I need u to understand that everybody loves and concern abt u is NOT considering u as a joker in life. I wonder where u get that feeling from, it seems to me, u hate ppl who looks down at u, and thats why u feel that we are laffing at u when we talk to u. I guess thats a very bad way to start with, to mix around with people.

 

I mean yes, there are some people in our lives who think they themselves are very big deal adn think of us as we are jokers who provide some sort of entertainment. But i dun see any point, or let us say ANY STRONGER point of LOWERING DOWN OUR SELF-ESTEEM. I mean self-esteem, is how we look at ourselves, and compare ourselves of WHAT WE HAVE and others dont. I cant say i am a role model here, but i believe i always stand out more than others. I have been through depression before, and like switch187 says, GOD is very kind and merciful, he let people INTO OUR LIVES TO SHINE LIGHT OUT FROM THE MUD, TO KEEP US SAFE AND SOUND, TO MAKE US ALL DELIGHT. I have something pretty encouraging for u and that is, those chaps u mix with u in school are totally UNSOUND, for u. U may see this as they are MAD, and yes, they are, they are very immature souls around.

 

As for ur mum, it seems to me that she had expectations of how her son/daughter shld behave and think at the age like this. Thats how parents go in their minds.

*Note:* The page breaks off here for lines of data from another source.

PR #1422, opened 2023-05-31
feat: add resource block

veu:
Introduce new components to create and render new `embedded-resource-block` node.

Details:
* All code is copied from the entry block and adapted to the new block.
* Updating contentful-slatejs-adapter introduced some new challenges. The old version didn’t properly expose the types but the new version does and causes errors. My solution is to just typecast them as the types I’d need to use are either not exposed or not even defined (e.g. the `SlateNode` with additional data that is somehow represented as `Record<string, any>`).


packages/rich-text/src/plugins/links-tracking.tsx
```diff
@@ -1,17 +1,14 @@
-import React, { ComponentProps } from 'react';
+import { useCallback } from 'react';
 
 import { useContentfulEditorRef } from '../ContentfulEditorProvider';
-import { HyperlinkElementProps } from './Hyperlink/components/EntityHyperlink';
 
-export function withLinkTracking(Component: React.ComponentType<HyperlinkElementProps>) {
```
veu, line 6: HOC didn’t play well with TypeScript so the HOC became a hook.

msieroslawska (approved):
LGTM besides the component used in the plugin creation.

cypress/e2e/rich-text/RichTextEditor.spec.ts
```diff
@@ -1832,6 +1842,134 @@ describe('Rich Text Editor', { viewportHeight: 2000 }, () => {
     }
   });
 
+  describe('Embedded Resource Blocks', () => {
```
aodhagan-cf, line 1845: I'm wondering could you please move these tests to a separate file? Something like `RichTextEditor.EmbeddedResourceBlocks.spect.ts`. Cypress can only split tests by files and not individual describes to we are currently extracting out some of these describes to their own files

packages/rich-text/src/useOnValueChanged.ts
```diff
@@ -31,8 +31,13 @@ export const useOnValueChanged = ({ editorId, handler, skip, onSkip }: OnValueCh
   const onChange = useMemo(
     () =>
       debounce((document: unknown) => {
-        const contentfulDocument = toContentfulDocument({ document, schema });
-        const cleanedDocument = removeInternalMarks(contentfulDocument);
+        const contentfulDocument = toContentfulDocument({
+          // eslint-disable-next-line -- parameter type is not exported @typescript-eslint/no-explicit-any
+          document: document as any,
```
aodhagan-cf, line 36: why does this need to be any now?

packages/rich-text/src/plugins/Hyperlink/components/EntityHyperlink.tsx
```diff
@@ -33,7 +34,7 @@ export function EntityHyperlink(props: HyperlinkElementProps) {
   const editor = useContentfulEditor();
   const sdk: FieldExtensionSDK = useSdkContext();
   const { target } = props.element.data;
-  const { onEntityFetchComplete } = props;
+  const { onEntityFetchComplete } = useLinkTracking();
```
aodhagan-cf, line 37: Nice

packages/rich-text/src/helpers/__tests__/removeInternalMarks.test.tsx
```diff
@@ -11,58 +11,58 @@ describe('internal mark', () => {
     const data = [
       {
         title: 'Paragraph mark is removed',
-        input: toContentfulDocument(
-          (
+        input: toContentfulDocument({
+          document: (
```
aodhagan-cf, line 15: Could you please explain why you now need to nest everything in a document?

packages/rich-text/src/helpers/getAllowedResourcesForNodeType.ts
```diff
@@ -0,0 +1,35 @@
...
+ * 3) the `validations` array may not have a `nodes` validation, and
+ * 4) the `nodes` validation may not validate the `nodeType`.
+ *
+ * @param {object} field
+ * @param {string} nodeType
+ * @returns {AllowedResource[]}
+ */
+export default function getAllowedResourcesForNodeType(field, nodeType): AllowedResource[] {
+  return flow(
+    (v) => find(v, 'nodes'),
```
aodhagan-cf, line 32: I know this is probably inspired by old code, but could you please rename `v` to something more meaningful? I think it's validations maybe?

packages/rich-text/src/plugins/EmbeddedResourceBlock/LinkedResourceBlock.tsx
```diff
@@ -0,0 +1,86 @@
+import React from 'react';
```
aodhagan-cf, line 1: A lot of the code here is copied directly from the LinkedEntityBlock. Considering they are so similar could you please look into extracting out the shared logic please?

packages/rich-text/src/plugins/EmbeddedResourceBlock/Util.ts
```diff
@@ -0,0 +1,99 @@
...
+  },
+  children: [{ text: '' }],
+  isVoid: true,
+});
+
+// TODO: DRY up copied code from HR
+export function insertBlock(editor: PlateEditor, entity) {
+  if (!editor?.selection) return;
+
+  const linkedResourceBlock = createNode(entity);
```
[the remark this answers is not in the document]
aodhagan-cf: Would it be possible to create a shared Util.ts, which you can specify the differences? They is quite a bit of copied code between the 2

packages/rich-text/src/useOnValueChanged.ts
veu: I wrote about this in the description. The old build of `contentful-slatejs-adapter` didn’t properly expose its types so nobody ever checked that the types make sense. Updating to the new version of `contentful-slatejs-adapter` fixed the types but now all the errors pop up here. Fixing the types is out of scope of this change.
E.g. this code calls two functions from `contentful-slatejs-adapter` and passes the return value of the first to the second and somehow the types are incompatible.

packages/rich-text/src/plugins/Tracking/utils.ts
```diff
@@ -6,7 +6,8 @@ import { PlateEditor } from '../../internal/types';
 
 export function getCharacterCount(editor: PlateEditor) {
   const document = contentfulSlateJSAdapter.toContentfulDocument({
-    document: editor.children,
+    // eslint-disable-next-line -- parameter type is not exported @typescript-eslint/no-explicit-any
```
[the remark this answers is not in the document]
veu: `toContentfulDocument` expects a list of `SlateNode` but we pass a list of `Element`. The two are not compatible. It didn’t surface before because the types in `contentful-slatejs-adapter` weren’t working.

cypress/e2e/rich-text/RichTextEditor.spec.ts
veu: Done

packages/rich-text/src/plugins/EmbeddedResourceBlock/Util.ts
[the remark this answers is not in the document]
veu: Done

packages/rich-text/src/helpers/getAllowedResourcesForNodeType.ts
veu: Done

packages/rich-text/src/plugins/EmbeddedResourceBlock/LinkedResourceBlock.tsx
veu: Done

packages/rich-text/src/helpers/__tests__/removeInternalMarks.test.tsx
veu: It’s the format that `toContentfulDocument` expects according to its types which were unavailable in the old `contentful-slatejs-adapter` version.

veu: Here’s the error i get when using the old format with the new `contentful-slatejs-adapter` version.
image

aodhagan-cf: Okay cool thanks for letting me know

aodhagan-cf (approved):
Awesome thanks for making those adjustments, much appreciated 🥇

I cant say if she is passing her unfuifilled goals in life to u, so that u can achieve a BETTER her, but i would suggest u to tell her, I am very much like u, i hope u understand how i feel, i am what i am and i stand for what i believe in. I am sorry that mum, i cant be that younger u, but keep me in prayer that i will be someone good and nice just one day in this rest of my life.

 

I know u hate everything that is in life. The reason is coz THINGS DUN ALWAYS GO UR WAY, now i hope u understand one thing, every cloud has its own silver lining, it might not have been ur day, but someday yes, it will come ur way. And prepare for laughters to cushion ur way, as those bad people also have their days. Okay, so for now, clique with those people who are happy souls and pray. I believe God has very much hear from me and from u ..

 

Thanks for reading... shld u need me, pls pm me..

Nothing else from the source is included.